* **Work to be completed**: Transcribe the records below exactly, from their first line through the line containing "--- a/src/V3EmitCSyms.cpp". Omit every line after it.
════════════════
PR #5708, opened 2025-01-02
Packages on public depth 1

AndrewNolte:
- Refactor public setting from flags in v3linkparse
- ensure public-depth > 0 makes package members public
- Fix bug with packed arrays of strings emitting invalid cpp

### DIFF
--- a/src/V3EmitCSyms.cpp
+++ b/src/V3EmitCSyms.cpp
@@ -983,7 +983,8 @@ void EmitCSyms::emitSymImp() {
             varName += protect(varp->name());
 
             if (varp->isParam()) {
-                if (varp->vlEnumType() == "VLVT_STRING" && !VN_IS(varp->subDTypep(), UnpackArrayDType)) {
+                if (varp->vlEnumType() == "VLVT_STRING"
+                    && !VN_IS(varp->subDTypep(), UnpackArrayDType)) {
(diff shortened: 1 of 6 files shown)


AndrewNolte:
So I would like to make the public-depth and trace-depth use the proper min-depth as the flags would imply. I think I would do this by adding a couple small visitors after the width step (13), which would do a traversal only up to the specified depth, therefore also eliminating a bunch of unnecessary level() > x checks. Do you think this is the best approach? @wsnyder

wsnyder:
I'm generally ok with this, but there's test failures.  Are you ok to merge when these are fixed (given your question I'm not sure).

The problem I think you are referring to is that level() is what Verilator considers the internal level as opposed to SystemVerilog hierarchy levels where packages would always be 1.  Maybe make a new variable?   I would think that's a lot easier then new traversal wherever level() is used.

AndrewNolte:
Adding a new variable would cause Verilator to make more unnecessary computations, whereas the depth traversal could only be run if `--public-depth` or `--trace-depth` are used. As it is right now these public flags are checked on every AstVar, whereas I'm proposing they be checked just once per verilation. I agree a variable is easier, but I think it's better to have this be contained, unless there's some other large cost to doing a traversal that I'm not aware of.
════════════════
* **Exercise result**:
PR #5708, opened 2025-01-02
Packages on public depth 1

AndrewNolte:
- Refactor public setting from flags in v3linkparse
- ensure public-depth > 0 makes package members public
- Fix bug with packed arrays of strings emitting invalid cpp

### DIFF
--- a/src/V3EmitCSyms.cpp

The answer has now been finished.